*** Opening of Extracted material ***

PR #1718, opened 2021-03-12
Nix integration

pimeys:
This will setup right dependencies to the environment if using Nix.

### DIFF
--- a/.envrc
+++ b/.envrc
@@ -23,3 +23,8 @@ export MIGRATION_ENGINE_BINARY_PATH=$(pwd)/target/release/migration-engine
 
 # This must be in sync with the setting in the engineer build CLI
 export SQLITE_MAX_VARIABLE_NUMBER=250000
+
+if command -v nix-shell &> /dev/null
+then
+    use nix
+fi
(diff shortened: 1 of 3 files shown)


Jolg42:
Is there any issue in prisma/prisma where this update could be useful/relevant for users?

pimeys:
If you want to compile the engines and you use nix either on nixos, some other linux distro or with macos, this installs the needed system dependencies.

We should make a nix flake out of the whole prisma package to be able to support deployments with nix. That's way more effort.

pimeys:
Meaning, the flake would then download the JavaScript packages and compile the engine binaries. When user adds the flake to their nix setup, the installation would be getting the javascript and compiling rust. If we're included in the main monorepo, there is caching happening in the nix ecosystem so only a few users would actually need to compile, they'd just get the cached binaries.

We cannot use our CI pipeline to compile nix binaries due to the completely different location of libraries.

pimeys:
We can for sure also create our own nix caches, pre-compile the binaries and in the prisma/prisma repo we'd have `flake.nix` and `flake.lock` files you'd point in your nix deployment setup. So, if we want, I can work on this at some point :)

*** Close of Extracted material ***

Aim of the exercise: Find the word "export" in the entries above. Copy every line that has it.

Answer to this task:
@@ -23,3 +23,8 @@ export MIGRATION_ENGINE_BINARY_PATH=$(pwd)/target/release/migration-engine
 export SQLITE_MAX_VARIABLE_NUMBER=250000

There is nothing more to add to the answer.